NatWest suffered the biggest share price drop since the Brexit vote yesterday, wiping billions off the lender’s value as savers moving to higher interest rate accounts.
NatWest reported ‘disappointing’ third-quarter results, missing analyst profit expectations and trimming its lending margins guidance in a sign that the benefits of soaring rates have peaked.
Shares tumbled as much as 18 per cent yesterday morning in their biggest dive since Britain voted to leave the European Union in June 2016, before paring earlier losses to trade down around 11 per cent.
NatWest shares closed at 182p, down 11.6 per cent, or 23.8p, knocking around £2billion off its market capitalisation. The slide cost the taxpayer £780m as the bank is still 39 per cent publicly owned following a government bailout in the 2008 financial crisis.
Analysts warned the fall could cause ministers to pause plans to sell off more shares in the immediate future.
Disappointing: Shares have been on a rollercoaster ride during Alison Rose’s troubled tenure
It came as NatWest, which also owns RBS and Ulster Bank, published the findings of an investigation into the closure of Nigel Farage’s Coutts account, with the City watchdog launching a review of the firm.
The scandal sparked a probe by the Financial Conduct Authority watchdog and forced ex-NatWest boss Dame Alison Rose to resign.
The report found the account closure to be ‘lawful’, as the bank’s relationship with Farage was ‘significantly loss-making’. But the bank failed to communicate properly and mishandled Farage’s complaint.
Banks have benefited from higher rates, which stand at 5.25 per cent, as they increase the amount of interest customers pay on mortgages and loans.
But experts said the benefits may have peaked as consumers switch to accounts with better savings rates, putting pressure on lenders’ margins.
NatWest said its net interest margin (NIM) – a measure of the difference in what it pays out in deposits and what it generates in loans – fell to 2.94 per cent as more customers moved to higher rate savings accounts.
It downgraded its NIM forecast for the year from 3.2 per cent to 3.15 per cent, based on the assumption that the Bank of England holds rates for the rest of 2023. Economists expect the central bank to leave the base rate unchanged next week.
Rival Barclays also downgraded its NIM expectations this week, sending bank shares spiralling.
Richard Hunter, head of markets at Interactive Investor, said: ‘The disappointing themes which have plagued bank results have unsurprisingly been echoed at NatWest, although perhaps to a lesser extent.
‘NIM declines across the sector have taken a toll on share price performance, while also suggesting that the benefits of higher interest rates have peaked as customers seek higher returns on their cash.’
He added that the share price decline is unlikely to alter the Government’s plan to sell its NatWest stake but ‘it could hold fire in the immediate future’.
NatWest profits were up 23 per cent to £1.33billion in the quarter, compared with £1.09bn the year before, but it fell short of the £1.36billion expected by analysts.

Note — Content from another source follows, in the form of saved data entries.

PR #3606, opened 2015-11-29
Added convenience methods to get the center X and Y of a Sprite

barodapride:
I would also like to add convenience methods to get the right and top positions of a Sprite, similar to what Actor already has.

### DIFF
--- a/gdx/src/com/badlogic/gdx/graphics/g2d/Sprite.java
+++ b/gdx/src/com/badlogic/gdx/graphics/g2d/Sprite.java
@@ -529,7 +529,17 @@ public class Sprite extends TextureRegion {
 	public float getY () {
 		return y;
 	}
-
+	
+	/** @return the center x of the sprite, not accounting for scale. */
+	public float getCenterX(){
+		return getX() + width / 2;
+	}
+	
+	/** @return the center y of the sprite, not accounting for scale. */
+	public float getCenterY(){
+		return getY() + height / 2;
+	}
+	
 	/** @return the width of the sprite, not accounting for scale. */
 	public float getWidth () {
 		return width;
--- a/gdx/src/com/badlogic/gdx/graphics/g2d/Sprite.java
+++ b/gdx/src/com/badlogic/gdx/graphics/g2d/Sprite.java
@@ -17,11 +17,13 @@
 package com.badlogic.gdx.graphics.g2d;
 
 import static com.badlogic.gdx.graphics.g2d.SpriteBatch.*;
+import static com.badlogic.gdx.utils.Align.*;
 
 import com.badlogic.gdx.graphics.Color;
 import com.badlogic.gdx.graphics.Texture;
 import com.badlogic.gdx.math.MathUtils;
 import com.badlogic.gdx.math.Rectangle;
+import com.badlogic.gdx.utils.Align;
 import com.badlogic.gdx.utils.NumberUtils;
 
 /** Holds the geometry, color, and texture information for drawing 2D sprites using {@link Batch}. A Sprite has a position and a
@@ -187,6 +189,25 @@ public class Sprite extends TextureRegion {
 	public void setPosition (float x, float y) {
 		translate(x - this.x, y - this.y);
 	}
+	
+	/** Sets the position using the specified {@link Align alignment}. Note this may set the position to non-integer
+	 * coordinates. */
+	public void setPosition (float x, float y, int alignment) {
+		if ((alignment & right) != 0)
+			x -= width;
+		else if ((alignment & left) == 0) //
+			x -= width / 2;
+
+		if ((alignment & top) != 0)
+			y -= height;
+		else if ((alignment & bottom) == 0) //
+			y -= height / 2;
+
+		if (this.x != x || this.y != y) {
+			this.x = x;
+			this.y = y;
+		}
+	}
 
 	/** Sets the x position where the sprite will be drawn. If origin, rotation, or scale are changed, it is slightly more efficient
 	 * to set the position after those operations. If both position and size are to be changed, it is better to use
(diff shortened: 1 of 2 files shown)


gdx/src/com/badlogic/gdx/graphics/g2d/Sprite.java
```diff
@@ -529,7 +529,17 @@ public float getX () {
...
+	/** @return the center x of the sprite, not accounting for scale. */
+	public float getCenterX(){
+		return getX() + width / 2;
+	}
+	
+	/** @return the center y of the sprite, not accounting for scale. */
+	public float getCenterY(){
+		return getY() + height / 2;
+	}
+
```
cypherdare: Why not use `x` and `y` and save yourself the method call?

barodapride: No particular reason. Do I need to make a new pull request to change it?

xGnoSiSx: I don't believe that the method call would add overhead these days and I call this premature optimization. If you feel otherwise use x and y.

Improving code clarity is always a priority.

gdx/src/com/badlogic/gdx/graphics/g2d/Sprite.java
```diff
@@ -529,7 +529,17 @@ public float getX () {
 	public float getY () {
 		return y;
 	}
-
+	
+	/** @return the center x of the sprite, not accounting for scale. */
```
saltares: Let's account for scale and rotation as well, otherwise this is misleading unless you read the documentation (and a lot less useful).

gdx/src/com/badlogic/gdx/graphics/g2d/Sprite.java
saltares: The convention in Libgdx is to avoid calling getters if the implementation is trivial.

saltares:
@barodapride 

> Do I need to make a new pull request to change it?

You can make the suggested modifications on your branch and then [squash into a single commit](http://stackoverflow.com/questions/5189560/squash-my-last-x-commits-together-using-git).

gdx/src/com/badlogic/gdx/graphics/g2d/Sprite.java
saltares: Also, what about `originX` and `originY`? This also influences where the center is. If the origin is in the center, `getX()`, `getY()` would give you the center exactly.

barodapride: I don't want it to account for scale and rotation because the setCenter method does not account for that, also Actors do not account for scale or rotation when you place them via Alignment. I don't want to create another inconsistency here.

barodapride: I don't think origin affects the x and y positions at all. The x and y properties always refer to the bottom left corner not taking into account scaling. Frequently I make the mistake of not setting the origin of my sprites to the center and I never notice it until I try to rotate them - then I see they are rotating around the bottom left corner. When I change the origin it never affects the positioning.

Why someone put in the setCenter methods without the getCenter is beyond me.

nhydock:
Instead of adding getCenter methods, why not just modify the getters of X and Y to take an Align value, much like Actor, and have the default getX() and getY() be equivalent to getX/Y(Align.bottomLeft)?

barodapride:
I'd be all for adding Alignment for Sprites

titovmaxim:
One comment about the usefulness of such methods. I think this is a try to solve the wrong task.

From the very begin of use libGDX I've created my own version of Sprite which is always positioned at its origin. Another addition is that there is method setRelOrigin which takes relative origins, so setRelOrigin(0.5f, 0.5f) will always position and use the origin at the center of Sprite. One more thing that it also correctly works with trimmed sprites (when the transparent areas around the image was trimmed by TesturePacker).

In such a case you never worry what is X and Y of your sprite. Usually the origin point is the position you want to use. I mean it is quite rare that you rotate or scale sprite NOT about the position you use to play it on scene. At least for me it covers 95% of needs.

I have made such proposal several years before, but it was refused. If one wish, I could share the code.

barodapride:
That's interesting about the setRelOrigin method. But if I understand you correctly you'd still be setting the bottom left corner of the sprite to position it.

My question is why not give Sprite the same easy to use methods like Actor has? Although it may be relatively straightforward to write your own class on top of Sprite to do these things it's not as user friendly as providing it out of the box. That's the reason I started using Actors instead of Sprites - because Actors can easily be moved via alignment and they come with Actions out of the box. Unfortunately they come with the downside of existing within a stage that makes it difficult to tweak the drawing order. Actors seem to be meant for UI but they have Actions that make them easier to use for gameplay. For a new user, it's confusing - do I use Actors or Sprites? Both have pros and cons.

In any case, maybe Sprite alignment is beyond the scope of this request. Since Sprite already has a setCenter method I think it's reasonable that it also has getCenter methods.

titovmaxim:
@barodapride. No, the main idea is to use origin like the pivot point for scale and rotation AND for positioning. So the sprite is always positioned by its X and Y at the origin point. So, if the origin is at center, than X and Y corresponds to the center of sprite.

barodapride:
@titovmaxim using your own class on top of Sprite that takes origin into account when positioning?

nhydock:
@titovmaxim that kind of scenario can still by solved by using Align based positioning, like what Actor has.  You can do things like setPosition(x, y, Align.center) and it will position the Actor's center at that location.  Just add support for that in Sprite.

titovmaxim:
Actually it is the separate class made on the base of Sprite, but not inherited from Sprite. I do not remember already why it was done so. Probably to support trimmed and rotated images from TexturePacker which are not supported by Sprite. I can share a code if one wish.

titovmaxim:
@nhydock. In our case it was important to position the sprite using its origin which can be any pixel of the image (not in the center or in the corner). And then rotate and scale it over the same point. It was so useful to build dynamic scenes with a lot of moving and rotating parts that at the end we were using only our sprite version and never the original one. However it really depends on the application.

nhydock:
@titovmaxim There would definitely have to be a separate origin point for positioning then, as the current origin point is used specifically for transformations that may alter the shape of a sprite.

NathanSweet:
I'm fine with Sprite having some convenience methods similar to Actor. I don't feel it's super important, since it's trivial to do even without the methods, but it would be an API improvement. I'll let someone else do it since I don't use Sprite.

FWIW, I don't use Sprite because it stores state. Instead of storing the position, etc of something in a sprite, I store it in my object model. When it comes to rendering, I just render what needs to be rendered using my object model. This is cleaner and makes serialization easier.

barodapride:
@NathanSweet I added alignment to Sprite (copying from Actor). Also threw in a couple methods to Actor that I always wished were there.

njradford:
@NathamSweet I'm assuming when you keep your model and view strictly separated like that you manually set the texture area/vertices instead of letting the Sprite handle it?

badlogic:
Looking through the changes, i have a hard time understanding what the alignment parameter does based on the JavaDocs alone. Please improve the JavaDocs and i'll merge it.

loogie:
Hello!

 

You have a new message, please read <http://amagerlandslokalradio.dk/badly.php?idve>

 

loogie@basicelementdesign.com

PR #3610, opened 2015-12-01
Add following methods to Json.java: fromJson(Object, String), readObject(Object, Class, JsonValue)

titovmaxim:
According to my experience it is very useful to have the possibility to load from Json file the fields of the existing object. For example one can use to as an initialized inside constructor. Actually we are using such method for about 2 years and can say that is virtually the only way Json deserializer is used now in our projects. Could be useful for others.


NathanSweet:
TexturePackerFileProcessor does this using:
```
json.readFields(object, new JsonReader().parse(new FileReader(file)));
```
You can also call `readField` for each field you want from the JSON.

Adding a new `fromJson` method should match the existing methods. However, I think the Json class has too many `fromJson` methods already. Maybe we should even get rid of some, eg taking InputStream or FileHandle doesn't make sense. Taking just string or Reader would make sense.

titovmaxim:
@NathanSweet.

Such solution is OK until you object occasionally would be one of the special cases, like ObjectMap (or some of its descendants). I've separated these methods just because of this - to handle all the possible cases correctly. It was really necessary in our production projects.

I agree that separating a reader of even just text input could be a good idea.

badlogic:
@NathanSweet please close this if you don't want to merge it. I have no preference. Agree that there are already to many fromJson methods.

badlogic:
Welp, i decided to close it. @NathanSweet can revive it if he thinks we should merge it.

PR #3616, opened 2015-12-03
Fix FloatTextureData issue

### LINKED ISSUE #3615: FloatFrameBuffer always throws GDXRuntimeException on instantiation
To reproduce, put this anywhere in a LWJGL project:
    `FloatFrameBuffer floatFrameBuffer = new FloatFrameBuffer(128, 128, false);`

This is caused by `FloatTextureData.consumeCustomData()` checking for the existence of the extension "texture_float" instead of the actual extension names "GL_ARB_texture_float" or "OES_texture_float" (depending on platform).

I think this is because LWJGLGraphics once upon a time did not parse the extensions string into an array and check for exact matches. Instead, it simply used `.contains()` on the extensions string as a whole.

cypherdare:
Fixes #3615

### DIFF
--- a/gdx/src/com/badlogic/gdx/graphics/glutils/FloatTextureData.java
+++ b/gdx/src/com/badlogic/gdx/graphics/glutils/FloatTextureData.java
@@ -59,18 +59,22 @@ public class FloatTextureData implements TextureData {
 
 	@Override
 	public void consumeCustomData (int target) {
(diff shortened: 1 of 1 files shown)


cypherdare:
Regarding close and reopen, I originally mixed up my branches but managed to rebase successfully.

xoppa:
Thanks

PR #3618, opened 2015-12-03
Improved GWT full-screen support.

barkholt:
Improved support for the full-screen Web API by adding support for Internet Explorer 11, Edge and any other browsers implementing the non-prefixed version of the standard.

Furthermore, made sure supportsDisplayModeChange() stops pretending that all browsers can go full-screen, and removed an unused variable.


MobiDevelop:
Looks good, thanks.

PR #3620, opened 2015-12-04
Support TiledDrawable in Skin Json. TiledDrawables can be tinted.

cypherdare:
I also added some detail to the Javadocs, something that would have helped me learn faster how to make skins.

### DIFF
--- a/gdx/src/com/badlogic/gdx/scenes/scene2d/utils/TiledDrawable.java
+++ b/gdx/src/com/badlogic/gdx/scenes/scene2d/utils/TiledDrawable.java
@@ -16,6 +16,7 @@
 
 package com.badlogic.gdx.scenes.scene2d.utils;
 
+import com.badlogic.gdx.graphics.Color;
 import com.badlogic.gdx.graphics.Texture;
 import com.badlogic.gdx.graphics.g2d.Batch;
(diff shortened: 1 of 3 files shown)


gdx/src/com/badlogic/gdx/scenes/scene2d/utils/TiledDrawable.java
```diff
@@ -78,5 +83,13 @@ public void draw (Batch batch, float x, float y, float width, float height) {
...
 			}
 		}
+		batch.setColor(batchColor);
+	}
+
+	/** Creates a new drawable that renders the same as this drawable tinted the specified color. */
+	public TiledDrawable tintTiled (Color tint) {
+		TiledDrawable drawable = new TiledDrawable(this);
+		drawable.tint = tint.toFloatBits();
+		return drawable;
```
cypherdare: Perhaps the tinting functionality should be moved up to the superclass TextureRegionDrawable, and TextureRegionDrawable.tint() can return TextureRegionDrawable instead of SpriteDrawable. Then this could override that method for better clarity. 

I didn't do that because I don't know the design decision made before: why TextureRegionDrawable doesn't support tinting and defers to SpriteDrawable. Maybe in the past, there was no batch.getPackedColor()  or batch.setColor(float), so holding a Color object was deemed to heavy?

PR #3627, opened 2015-12-08
Support TextureRegionDrawable in Skin Json and tinting TiledDrawable.

cypherdare:
Formerly, trying to explicitly define a TextureRegionDrawable in Json (so padding can be specified) resulted in a runtime exception because `skin.getDrawable` didn't look for TextureRegionDrawables.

Total income increased 8 per cent to £3.5billion.
It reported a net impairment charge of £229m, reflecting ‘low and stable’ levels of loan defaults, beating its competitors.
Chief executive Paul Thwaite said: ‘The results show that NatWest is a strong bank which is performing well, generating sustainable profits and returns.
‘Credit losses and impairments remain low and we are ready and able to stand by our customers and businesses.’